Thanks for the invite - I'll probably be heading out later in the day, as I've got a church obligation at 10:00. Catch you next time!


----------



## thereal-jekyllman (Feb 17, 2004)

That kinda is gay that Idaho doesn't have their own forum. Utah's got one, of course we are awesome, but Idaho has to have some good crap. I don't know why crappy states like Conneticut have one. I don't see the need for Colorado to have two either, Utah kicks Colorado's butt man.


----------



## Earthpig (Jan 23, 2004)

*Yes, but not surprising*



thereal-jekyllman said:


> That kinda is gay that Idaho doesn't have their own forum.

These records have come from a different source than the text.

PR #1370, opened 2025-02-24
feat(editing-support): Add `quick-scope`

axelcalixte:
## 📑 Description

This pr adds the unblevable/quick-scope vim plugin to astrocommunity.

It offers a visual enhancement to f and t motions. I quite like it as I find it less intrusive than plugins like sneak or flash and just improves on a default vim workflow.

## ℹ Additional Information

I configured it to my liking to add a bit of value to its addition to astrocommunity.

### DIFF
--- a/lua/astrocommunity/editing-support/quick-scope/init.lua
+++ b/lua/astrocommunity/editing-support/quick-scope/init.lua
@@ -1,0 +1,15 @@
+return {
+  {
+    "unblevable/quick-scope",
+    keys = { "f", "F", "t", "T" },
+    dependencies = {
+      "AstroNvim/astrocore",
+      opts = function(_, opts)
+        if not opts.options then opts.options = {} end
+        opts.options.g["qs_highlight_on_keys"] = { "f", "F", "t", "T" }
+        if not opts.mappings then opts.mappings = {} end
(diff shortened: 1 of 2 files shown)


lua/astrocommunity/editing-support/quick-scope/init.lua
Uzaaft, line 1: Please use astrocore to set the keys as well.

Uzaaft (changes requested):

lua/astrocommunity/editing-support/quick-scope/init.lua
axelcalixte: hum
I don't think I'm setting any mappings here
I just have the keys list to lazy load the plugin. The plugin could also work with `lazy = false` only.

Should I use `on_keys` table from AstroCoreConfig ?

mehalter: I think this one shouldn't be set through AstroCore because you don't actually define the mappings. I believe the plugin does. I can check more specifically later

axelcalixte: I modified the commit to include the plugin's mapping to the UI section.

PR #1374, opened 2025-02-28
feat(completion): add copilot-vim-cmp

azdanov:
## 📑 Description
This will add the official GitHub Copilot vim plugin (from tpope) and cmp support. The main reason is because copilot.vim gets updated immediately to any Copilot changes.

## ℹ Additional Information
There might be breaking changes or any other slowdowns in the copilot-lua similar to https://github.com/zbirenbaum/copilot.lua/pull/368 and it would be nice to have an alternative that's official and immediately updated by GitHub itself.


Uzaaft (changes requested):
@azdanov i think we should make it into two packs.
Copilot-vim and then a pack thats copilot-vim + cmp.
Thus people who prefer just basic copilot.vim can use it as is.

Uzaaft (approved):

PR #1378, opened 2025-02-28
refactor(completion): update AI plugins to use the new `astrocommunit…

mehalter:
…y.recipes.ai` boilerplate

## 📑 Description

This is an exploration of using the new AI recipes in AstroCommunity to improve the maintenance and implementation of AI plugins with completion. This should be tested, improved, and iterated on before merging. Someone could figure out a nice way to have the user switch between inline suggestions vs completion based suggestions using the `vim.g.ai_inline` variable that the user can set in AstroCore


azdanov:
A bit difficult to imagine how to make it work across so many different plugins, since I lack experience with many of them. :thinking: 

My main ones are just `github/copilot.vim` and `CopilotC-Nvim/CopilotChat.nvim`.

PR #1382, opened 2025-03-02
feat(docs): add auto scrollable TOC

azdanov:
## 📑 Description
This should make the docs website a little easier to use, since the TOC will be scrolling alongside the main content. And it should also scroll the TOC when a URL with an ID is opened, e.g., `https://astronvim.github.io/astrocommunity/#bigfile-nvim`.

[Screencast_20250302_181703.webm](https://github.com/user-attachments/assets/533feec6-9f8c-4dae-a3cf-34a3e6748fad)

## ℹ Additional Information
Might need some more testing, but seems to be working alright.

### DIFF
--- a/docs/assets/template.html5
+++ b/docs/assets/template.html5
@@ -104,6 +104,45 @@
           });
         });
       })();
+      document.addEventListener('DOMContentLoaded', function () {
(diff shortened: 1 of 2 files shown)


Uzaaft:
This is fucking sexy!

Uzaaft (approved):

PR #1385, opened 2025-03-02
feat(motion): add mini-jump plugin

Std-Enigma:
## 📑 Description

Add [Mini.Jump](https://github.com/echasnovski/mini.jump) plugin

### DIFF
--- a/lua/astrocommunity/motion/mini-jump/init.lua
+++ b/lua/astrocommunity/motion/mini-jump/init.lua
@@ -1,13 +1,5 @@
 return {
   "echasnovski/mini.jump",
   event = "User AstroFile",
-  opts = {
-    delay = {
-      -- Delay between jump and highlighting all possible jumps
-      highlight = 250,
-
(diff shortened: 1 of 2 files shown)


lua/astrocommunity/motion/mini-jump/init.lua
```diff
@@ -0,0 +1,13 @@
...
+  event = "User AstroFile",
+  opts = {
+    delay = {
+      -- Delay between jump and highlighting all possible jumps
+      highlight = 250,
+
+      -- Delay between jump and automatic stop if idle (no jump is done)
+      idle_stop = 1000,
+    },
+  },
```
Uzaaft, line 12:
```suggestion
  opts = {},
```

Uzaaft: I dont see any reason to change the defaults for now. lets wait on feedback from community before we add in some defaults.

Uzaaft (approved):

Utah's got one, of course we are awesome, but Idaho has to have some good crap. I don't know why crappy states like Conneticut have one. I don't see the need for Colorado to have two either, Utah kicks Colorado's butt man.

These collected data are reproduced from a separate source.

PR #1388, opened 2025-03-13
feat(code-runner): Add mf-runner.nvim

burgr033:
## 📑 Description

This PR introduces [mf-runner.nvim](https://github.com/burgr033/mf-runner.nvim). A lightweight code runner plugin that uses good old Makefiles as a base.

### DIFF
--- a/lua/astrocommunity/code-runner/mf-runner-nvim/README.md
+++ b/lua/astrocommunity/code-runner/mf-runner-nvim/README.md
@@ -1,5 +1,5 @@
 # mf-runner.nvim
 
-Makefile task runner
+code runner based off of Makefiles because it's the easiest and one of the most common formats.
 
 **Repository:** <https://github.com/burgr033/mf-runner.nvim>
--- a/lua/astrocommunity/code-runner/mf-runner-nvim/README.md
+++ b/lua/astrocommunity/code-runner/mf-runner-nvim/README.md
@@ -1,0 +1,5 @@
+# mf-runner.nvim
+
+Makefile task runner
+
+**Repository:** <https://github.com/burgr033/mf-runner.nvim>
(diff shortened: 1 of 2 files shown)


lua/astrocommunity/code-runner/mf-runner-nvim/README.md
```diff
@@ -0,0 +1,5 @@
+# mf-runner.nvim
+
+Makefile task runner
```
Uzaaft, line 3:
```suggestion
code runner based off of Makefiles because it's the easiest and one of the most common formats.
```

lua/astrocommunity/code-runner/mf-runner-nvim/init.lua
```diff
@@ -0,0 +1,19 @@
+return {
+  "burgr033/mf-runner.nvim",
+  cmd = { "MFROpen", "MFRRun", "MFREdit" },
+  dependencies = {
+    { "folke/snacks.nvim" },
```
Uzaaft, line 5: Since you are the author: You should probably make the plugin picker indepedent. @burgr033

Uzaaft (approved):

lua/astrocommunity/code-runner/mf-runner-nvim/init.lua
burgr033: thanks for the input! Switched from telescope and toggleterm to snacks the other day. should i just let the user choose  between the two, or what would be your suggested approach? @Uzaaft

Uzaaft: Well often, plugins just use vim.ui.* instead of requiring a plugin. And then its up to the user. Snacks.nvim overrides vim.ui.select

I agree that Idaho should get its own forum, but I get the sense that this board definitely has a strong Cali and Colorado bent. I think the guys who run the board are in California, and it seems like the people who post the most are in Cali or Colorado. Not to say that there's an anti-Idaho bias but, as is the case in all other aspects of american life, Idaho gets snubbed on MTBR. (Funny, but IMBA doesn't give the 49 other states an "A" rating for their trails or trail access, and Boise has been named by two different magazines as the best biking city in the country.)


----------



## smilycook (Jan 13, 2004)

*They could at least group Idaho in with other states*

They should give us a regional forum with mt,wy,and nv and make it a forum for the states with too few people and too many trails.

Chris


----------



## bwhip (Feb 7, 2004)

*Idaho Needs a Forum*

As a small example of the fact that Idaho deserves its own forum I submit photos from a ride last year at Fisher Creek. See them HERE

There's lots more where that came from!


----------



## Earthpig (Jan 23, 2004)

*Nasty rumor!!*



bwhip said:


> As a small example of the fact that Idaho deserves its own forum I submit photos from a ride last year at Fisher Creek. See them HERE
> 
> There's lots more where that came from!

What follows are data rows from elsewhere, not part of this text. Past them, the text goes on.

PR #1394, opened 2025-03-19
fix(docs): use correct favicon

azdanov:
## 📑 Description
Somehow I messed up copying the SVG, resulting in incorrect closing tag. This time should be good. I copied from https://astronvim.com/logo/astronvim.svg

## ℹ Additional Information
I noticed this because the SVG favicon was rendering fine in Chrome/Safari, but in Firefox it didn't work.


mehalter:
Is there a reason we are copying it here and not just referencing the external location of the logo? That way if it updates we don't need to worry about it? 🤔

azdanov:
Redundancy I guess to avoiding any network issues. I can replace with with direct links if you'd like. I don't know which way is better :)

mehalter:
Yeah idk, network issues will make it pretty hard to access the website itself 🤡

mehalter:
I don't have a strong preference

mehalter (approved):

azdanov:
> Yeah idk, network issues will make it pretty hard to access the website itself 🤡

Yeah true. I'm so used to working around weird infra problems at work that I see problems everywhere :smile:

PR #1400, opened 2025-03-24
feat(avante-nvim): integrate Avante with Mcphub

Yorizel:
- Add ravitemer/mcphub.nvim as optional plugin dependency
- Add additional cmd


Uzaaft:
This should be done the other way around.

Add mcphub as a plugin into astrocommunity, and then use the optional syntax there to integrate with the other plugins.

Yorizel:
ok, got it

PR #1410, opened 2025-03-31
feat(picker-lsp-mappings): add `grr` and `gri` to Snacks LSP mappings

acarl005:
## 📑 Description

There are a couple of LSP-related operations that Snacks includes which we should include in these mappings: searching references and implementations. I've added the standard `grr` and `gri` here and mapped to those in Snacks.

I haven't updated the README as the README does not enumerate the included bindings.


mehalter:
this isn't really going to work because those mappings do not get set in Neovim v0.11. So if you check for them, they will only say they are  set in 0.10. These should just be unconditionally set.

mehalter (approved):
Thanks for the contribution!

I resolved the bugs in this so that it works. Please make sure to test PRs in the future to make sure the contributed code is functioning!

PR #1637, opened 2025-09-04
feat(vimtex): disable treesitter highlight to use vimtex highlight

CongLuanTran:
## 📑 Description

This PR disable `nvim-treesitter` highlight for `latex` to use `vimtex` highlight, which is needed for many vimtex features, including some text objects.


Uzaaft:
@CongLuanTran I moved the treesitter stuff into a dependency for the vimtex plugin. Could you test this and see if its still working as intended?

CongLuanTran:
> @CongLuanTran I moved the treesitter stuff into a dependency for the vimtex plugin. Could you test this and see if its still working as intended?

For my use cases (math environment an concealing), it works as intended.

I talked to Pete at IMT yesterday and he tells me that, prior to yesterday's freak storm and today's rain, Hulls and freeway are dry enough to ride. Can anyone confirm this rumor? How was the ride in the Owyhees on Sunday, Chris? Pete said he and Greg (and I'm sure others) rode out there 2 weeks ago and it was 90% rideable on the singletrack.


----------



## smilycook (Jan 13, 2004)

*ah might be pushing it to ride freeway and hulls*

I have been walking the dog at camelsback and the trails still seem muddy in camelsback and I even heard there was a "too wet to ride sign" at the bottom of corrals. This rain has definatly put a wrench in an early season.

All of the lower stuff in the Owyhees is in pretty good shape, a couple of wet spots but overall great. I have been riding it at sunrise while the owyhees are still frozen which has worked well.

Chris


----------



## smilycook (Jan 13, 2004)

*Check out this webcam of the owyhees*

http://www.instacam.com/showcam.asp?id=MELBA&size=L

It is a very cool resource!


----------



## rideit (Jan 22, 2004)

*is that you, Walmott? (Dave)*

three feet of snow in my yard in Victor, ugg. Kickass year in the Tetons! Gotta drive to mexico to ride!


----------



## rideit (Jan 22, 2004)

*Dave, come in to Big Hole, we will show you the map..*

Calamity is a HUGE ride. You start up S. Fork horseshoe, go up relay ridge, out North fork, west out calamity, then back east on the East fork to Garns, then down Horseshoe. We ran parts of it for the Big Hole Challenge, in the "Animal" category.


----------



## smilycook (Jan 13, 2004)

*Hey bwhip*

I saw your van in the parking lot out in the Owyhees, hope you had a good ride. I parked next to you in the blue subaru.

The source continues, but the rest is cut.